The island flora team gathers and analyses data on eastern Aegean vegetation, including rare plant species.By collecting and analysing data on plant diversity throughout the year as well as threats to Aegean island plant life, Archipelagos will be able to design and implement effective flora conservation strategies. Project activities include:

  • Monitoring vegetation species on Samos and Lipsiby gathering habitat information using transect surveys
  • Completing database indicating distinct habitats as well as common vegetation species at specific transects
  • Collecting data on rare flora using transect surveys
  • Completing database indicating abundance and locations of alpine and coastal rare flora species

These projects provide field-work and hands-on research opportunities for graduate and post-graduate students who have achieved a bachelor’s or master’s degree, and who are looking to gain experience outside of the classroom.
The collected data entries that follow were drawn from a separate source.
PR #1009, opened 2025-12-26
Add MACOSX_DEPLOYMENT_TARGET to env.ini

### LINKED ISSUE #1008: Compiling on macOS 15 results in undefined symbol on macOS 12
Because GitHub deprecated the macOS 13 Intel runner images, we had to compile PHP on the new macOS 15 runners. 
This seems to result in an error on older macOS versions:

https://github.com/beyondcode/herd-community/issues/1600

Is there any way to prevent this from happening during compilation?

crazywhalecc:
## What does this PR do?

Closes #1008 

## Checklist before merging

  - [ ] `composer cs-fix`
  - [ ] `composer analyse`
  - [ ] `composer test`

### DIFF
--- a/config/env.ini
+++ b/config/env.ini
@@ -142,6 +142,8 @@ SPC_CMD_PREFIX_PHP_CONFIGURE="./configure --prefix= --with-valgrind=no --enable-
 SPC_CMD_VAR_PHP_EMBED_TYPE="static"
 ; EXTRA_CFLAGS for `configure` and `make` php
 SPC_CMD_VAR_PHP_MAKE_EXTRA_CFLAGS="-g -fstack-protector-strong -fpic -fpie -Werror=unknown-warning-option ${SPC_DEFAULT_C_FLAGS}"
+; minimum compatible macOS version (LLVM vars, availability not guaranteed)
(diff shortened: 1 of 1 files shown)


henderkes:
Shouldn't we set this to current version by default?

crazywhalecc:
> Shouldn't we set this to current version by default?

Using current version will not fix anything and causes portability issue for old macOS. Setting it to the current version is the same as not setting the variable.

henderkes:
I know, but we also don't compile for old glibc versions on linux by default either. Users should overwrite the variable if they need compatibility with old macos.

crazywhalecc:
> I know, but we also don't compile for old glibc versions on linux by default either. Users should overwrite the variable if they need compatibility with old macos.

My understanding is that we've defaulted to maximum portability support on Linux (using musl-static), and that should be true for macOS as well. This is different from the glibc issue.

macOS 12 is the minimum version supported by modern toolchains (maybe). And this variable just fix the edge cases for one of our supported libraries (I didn't find which one). In theory, this variable is not needed for compatibility, but it's **apple** thing.

henderkes:
Yeah that's a good point, static is the default after all.

PR #1014, opened 2026-01-13
Fix nghttp2 and curl build configurations for static linking

### LINKED ISSUE #1013: Curl library: links against nghttp2.dll
CMake Warning:
  Manually-specified variables were not used by the project:

    CURL_STATICLIB
    NGHTTP2_CFLAGS

Therefore it never gets -DNGHTTP2_STATICLIB and links against __imp__... symbols.

crazywhalecc:
## What does this PR do?

Closes #1013

## Checklist before merging

  - [ ] `composer cs-fix`
  - [ ] `composer analyse`
  - [ ] `composer test`

### DIFF
--- a/src/SPC/builder/windows/library/curl.php
+++ b/src/SPC/builder/windows/library/curl.php
@@ -30,7 +30,6 @@ class curl extends WindowsLibraryBase
                 '-DCMAKE_BUILD_TYPE=Release ' .
                 '-DBUILD_SHARED_LIBS=OFF ' .
                 '-DBUILD_STATIC_LIBS=ON ' .
-                '-DCURL_STATICLIB=ON ' .
                 '-DCMAKE_INSTALL_PREFIX=' . BUILD_ROOT_PATH . ' ' .
                 '-DBUILD_CURL_EXE=OFF ' . // disable curl.exe
                 '-DBUILD_TESTING=OFF ' . // disable tests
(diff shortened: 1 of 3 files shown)


src/SPC/builder/windows/library/curl.php
```diff
@@ -53,5 +52,7 @@ protected function build(): void
             );
         // move libcurl.lib to libcurl_a.lib
         rename(BUILD_LIB_PATH . '\libcurl.lib', BUILD_LIB_PATH . '\libcurl_a.lib');
+
+        FileSystem::replaceFileStr(BUILD_INCLUDE_PATH . '\curl\curl.h', '#ifdef CURL_STATICLIB', '#if 1');
```
henderkes, line 56: We should add  the definition to CMAKE_C_FLAGS instead.

src/SPC/builder/windows/library/nghttp2.php
```diff
@@ -29,11 +29,16 @@ protected function build(): void
...
+                '-DENABLE_STATIC_CRT=ON ' .
+                '-DENABLE_DOC=OFF ' .
+                '-DBUILD_TESTING=OFF '
             )
             ->execWithWrapper(
                 $this->builder->makeSimpleWrapper('cmake'),
                 "--build build --config Release --target install -j{$this->builder->concurrency}"
             );
+
+        FileSystem::replaceFileStr(BUILD_INCLUDE_PATH . '\nghttp2\nghttp2.h', '#ifdef NGHTTP2_STATICLIB', '#if 1');
```
henderkes, line 42: and the same here

src/SPC/builder/windows/library/curl.php
crazywhalecc: Since we have no unified cflags env var for Windows builder, the last executable build will always need it if depending on it. That's not appropriate for current build dependency tree. We have to change many other libs/executables cflags.

In v3 I implemented WindowsCMakeExecutor which may do this properly. it is more important to treat it as a permanent static library to avoid linking issues just for now, I think.

henderkes: Hmm, I haven't looked the windows stuff much, so I'll take your word for it.

Go 1.26 lets us compile cgo with clang on Windows, so this unlocks a msvc backend. In other words frankenphp is soon windows compatible, but the thought of distributing 800mb worth of dll's just to run it seems insane to me.

henderkes (approved):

The skills and expertise acquired through this internship are useful towards a professional career in environmental and/or zoological research and conservation fields.

Applicant profile:

  • At least one year of college or university studies in the fields of environmental, ecological, and/or related sciences
  • Knowledge of common European plant species
  • Experience in plant identification preferred
  • Ability to write scientific reports
  • Capacity for accurate and consistent data collection and analysis
  • Comfortable working under low supervision as well as leading a project independently
  • Ability to work both individually and as part of a dynamic, multi-cultural, multidisciplinary team
  • Excellent organizational and time-management skills
  • Fluency in English
  • Sincere desire to work towards Archipelagos’ conservation efforts
  • Motivation to live in a small island community


A minimum duration of 3 months is highly recommended for all participants, although shorter placements can be tailored to the needs of groups and individuals. Placements can last as long as 12 months.
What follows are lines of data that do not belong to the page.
PR #1026, opened 2026-02-10
Add frankenphp support for v3

crazywhalecc:
## Checklist before merging

  - [ ] `composer cs-fix`
  - [ ] `composer analyse`
  - [ ] `composer test`

### DIFF
--- a/src/StaticPHP/Exception/SPCException.php
+++ b/src/StaticPHP/Exception/SPCException.php
@@ -175,6 +175,7 @@ abstract class SPCException extends \Exception
                         $package_type = match (true) {
                             $package instanceof LibraryPackage => 'library',
                             $package instanceof PhpExtensionPackage => 'php-extension',
+                            /* @phpstan-ignore-next-line */
                             $package instanceof TargetPackage => 'target',
                             default => 'package',
                         };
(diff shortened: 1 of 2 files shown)


src/StaticPHP/Artifact/ArtifactDownloader.php
```diff
@@ -214,6 +195,9 @@ public function __construct(protected array $options = [])
 
         // read downloads dir
         $this->_before_files = FileSystem::scanDirFiles(DOWNLOAD_PATH, false, true, true) ?: [];
+
+        // load downloaders
+        $this->downloaders = require ROOT_DIR . '/config/downloader.php';
```
henderkes, line 199: This seems like it's not the greatest idea. Should the file instead define the method that we autoload and call here?

crazywhalecc: Make it in core `registry` config?

henderkes: I'm not sure as I haven't had the time to familiarise myself with v3 yet. But I think this should optimally be part of Downloader.php or something as a method.

crazywhalecc: We already have `#[CustomBinary]` and `#[CustomSource]` for using custom download method, but they are registered to a specific package artifact and cannot reuse between different artifacts.

What I'm thinking is that in some edge cases we or others can dynamically add or enhance download types, such as rewriting GitHub URLs or adding commonly used advanced crawlers. For example, replacing the implementation of `ghtar` in a custom method can expand or customize the functionality globally.

PR #1034, opened 2026-02-17
fix redownloading go-xcaddy every time, version 2.8.3

henderkes:
## Checklist before merging

  - [ ] `composer cs-fix`
  - [ ] `composer analyse`
  - [ ] `composer test`


henderkes:
fixes the other part of https://github.com/php/frankenphp/issues/1164

crazywhalecc (approved):
This bug should not exist in v3 due to the different implementation.

And, need new version release?

henderkes:
yes, for the libavif fix and the frankenphp path quoting.

henderkes:
although... maybe not? the spc binary is used by default I believe.

I won't tag a release and see if it's fixed by the nightly spc build

PR #2312, opened 2026-09-10
test: fix test assertion

mcollovati:
Theme attribute values are now in a fixed order that does not match the test expectation. This change fixes the assertion.


ZheSun88 (approved):

ZheSun88:
nice  i was just waiting for this..

PR #955, opened 2023-12-12
Make state dropdown box searchable again

### LINKED ISSUE #954: Unable to type to search in the household calculator state dropdown box
Screen Shot 2023-12-11 at 6 09 23 PM

For this one here, there's no way to type and filter what state you want to choose. I wouldn't be surprised if this were also true for other dropdowns in the calculator interfaces.

abhcs:
Fix #954.

This regression was introduced in pull request #892. I have been trying to use ant-design components directly instead of the existing wrappers in the app such as `SearchOptions` because the ant-design components have better interfaces and documentation than the wrappers in the app. Usually, well-designed components provided by a UX framework do not need wrappers and should be used directly. I will be more careful with switching components in the future.

### Summary
🔎🏷️🚀

Added search and filter functionality to the variable selector in `VariableEditor.jsx`. This makes it easier to find and choose a variable from the policy engine.

> _`Select` component_
> _Search and filter by label_
> _Autumn leaves the rest_

### Walkthrough
*  Enable searching and filtering variables by label in the editor ([link](https://github.com/PolicyEngine/policyengine-app/pull/955/files?diff=unified&w=0#diff-0b96b3d13d96221f5cb68df970385b96da6e895d2437c2fd666a3d052401b991R254-R255))

### DIFF
--- a/src/pages/household/input/VariableEditor.jsx
+++ b/src/pages/household/input/VariableEditor.jsx
@@ -251,6 +251,8 @@ function HouseholdVariableEntityInput(props) {
   } else if (variable.valueType === "Enum") {
     control = (
       <Select
+        showSearch
+        optionFilterProp="label"
         style={{ width: mobile ? 150 : 200 }}
         options={variable.possibleValues}
         defaultValue={defaultValue}


anth-volk (approved):
Perfect! Thanks for adding this. Can definitely understand the move toward using antd out-of-the-box; we'll need to clarify if we're going to use them exclusively moving forward.

PR #958, opened 2023-12-12
Refactor: Donate.jsx

amar9312:
Resolves issue [776](https://github.com/PolicyEngine/policyengine-app/issues/776)

Changes:
* Wrap `<LinkButton` inside `<Link>`
* Set `link` prop of `<LinkButton` to `""`
* Remove `noArrow` prop of `<LinkButton`

npm test:
`No tests found related to files changed since last commit.`

### DIFF
--- a/src/__tests__/Buttons.test.js
+++ b/src/__tests__/Buttons.test.js
@@ -30,21 +30,4 @@ describe("Test button types", () => {
     fireEvent.click(getByText("Test Button"));
     expect(mockUseNavigate.mock.calls[0][0]).toBe("/test");
   });
-  test("Test that LinkButton properly navigates to external link", () => {
-    window.open = jest.fn();
-
-    const testButton = (
-      <LinkButton text="Test Button" link="https://www.google.com" />
-    );
-
-    const { getByText } = render(testButton);
-
-    fireEvent.click(getByText("Test Button"));
-    expect(window.open).toHaveBeenCalledWith(
-      "https://www.google.com",
-      "_blank",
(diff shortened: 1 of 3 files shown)


anth-volk:
Will be getting to this tomorrow. I think we can extrapolate this change and simply implement it within LinkButton itself. Thanks for this, really clean fix.

amar9312:
> Will be getting to this tomorrow. I think we can extrapolate this change and simply implement it within LinkButton itself. Thanks for this, really clean fix.

I agree with that. The LinkButton should have this feature.

anth-volk:
Apologies on the delays, but will get to this early next week

anth-volk (approved):
I took the liberty of simply moving your changes up to the LinkButton component itself, but the logic behind it remains yours. Thanks so much for your work @amar9312.

anth-volk:
This fails a test that was written against the old implementation. If you'd like to change it, please feel free, but I'm also happy to do so, likely tomorrow

anth-volk (changes requested):
Need to change LinkButton's test

anth-volk (approved):
Thanks again for the contributions, @amar9312. Now that this is factored out into the overall component, we've added a bit more accessibility to the app overall.

MaxGhenis:
Thanks @amar9312! Heads up if you type `Resolves #776` or `Fixes #776` in the first comment, it will link the issue so that merging the PR closes the issue. The way you did it does not link it, so I closed the issue manually.

PR #962, opened 2023-12-14
Remove decimals from age input box

### LINKED ISSUE #928: Remove decimals from age input box

abhcs:
Fix #928 by removing trailing zeros if the value is integral.

The change also allows the user to type a value with up to `16` fractional digits and truncates the value only on blur (`16` is chosen arbitrarily, of course). This is the more natural behavior because the inability to see the third fractional digit while it changes the second visible fractional digit is confusing. The simple ant-design `InputNumber` component with `precision = 2` also allows the user to enter many fractional digits and truncates the value on blur.

### Summary
🐛🎨🚸

Fixed a formatting bug and improved user typing for float variables in the `VariableEditor` component. Modified the formatter function in `src/pages/household/input/VariableEditor.jsx`.

> _`float` formatter_
> _bug fixed with more logic_
> _spring cleaning the code_

### Walkthrough
*  Fixed a bug in the formatter function for float variables to handle integer values and user typing better ([link](https://github.com/PolicyEngine/policyengine-app/pull/962/files?diff=unified&w=0#diff-0b96b3d13d96221f5cb68df970385b96da6e895d2437c2fd666a3d052401b991L241-R248)). This change improved the user interface and usability of the `VariableEditor` component, which allows users to edit the values of policy parameters and household characteristics in the `household` page.

### DIFF
--- a/src/pages/household/input/VariableEditor.jsx
+++ b/src/pages/household/input/VariableEditor.jsx
@@ -240,11 +240,14 @@ function HouseholdVariableEntityInput(props) {
           : {})}
         {...(variable.valueType === "float"
           ? {
-              formatter: (value, { userTyping }) =>
-                (+value).toLocaleString(localeCode(metadata.countryId), {
-                  minimumFractionDigits: !userTyping && 2,
-                  maximumFractionDigits: 2,
-                }),
+              formatter: (value, { userTyping }) => {
+                const n = +value;
+                const isInteger = Number.isInteger(n);
+                return n.toLocaleString(localeCode(metadata.countryId), {
+                  minimumFractionDigits: userTyping || isInteger ? 0 : 2,
+                  maximumFractionDigits: userTyping ? 16 : 2,
+                });
+              },
             }
           : {})}
         defaultValue={defaultValue}


anth-volk:
I'm going to hold off on reviewing this until reviewing #975, as merging this may create merge conflicts, since the prod repo now contains a different input component

anth-volk:
@abhcs Now that #975 has been incorporated, would you mind rebasing off master before I review this?

anth-volk (commented):
Thanks for your changes on this. I get where you're coming from on this, but it looks like `isInteger` changes whenever the user changes the input to a floating-point value, making the age box merely display a float rounded to two variables. The critical issue here, though, is that `age`'s `value_type` in the metadata is described as `float`', not `int` for some reason. I'm going to open an issue, since it'd be ideal to actually apply universal rules for all `int` types instead of trying to determine if something's a float or int on the front end.

abhcs:
There is an issue open for that: https://github.com/PolicyEngine/policyengine-us/issues/3357. However, I think that age is not an int, because there are policies in the back end that require age to be float. I have mentioned one age variable of this type in #962: ccdf_age_group.

abhcs:
This PR fixes #962 in the following sense: the default value, if integral, will not contain decimals.

This PR also addresses another issue: the user can now freely type `12.99999`, and the value is rounded on enter or blur. On the live website trying to type `12.9999...` will keep incrementing the value in the box due to rounding.

anth-volk:
You're right, `age` is, in fact, required to be of type `float`, thanks for pointing that out. Yeah, this might just be the best workaround possible without altering `age` in the country packages to be of type `int`, then requiring variables in the packages ` to cast `age` from `int` to `float` (though that'd be my preference).

anth-volk (approved):
This is perhaps the best workaround to our own back-end limitations, and I do appreciate the additional effort to remove decimal processing that could confuse users. Thanks @abhcs.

Archipelagos’ research bases and stations in the eastern Aegean Sea, on the islands of Samos and Lipsi.

Placement fee:

Monthly fees of 650 euro include:
Living expenses (shared accommodation, all meals, wi-fi)
Use of equipment & research boats
Transport for working purposes
Greek language lessons

Students and recent graduates are advised to explore possible funding through their universities, by getting in touch with the Finance / International Relations / Placement/ Erasmus+ Offices at their Universities or other relevant grant providing organizations in their region.

*Travelling costs are NOT included and are covered by the participant.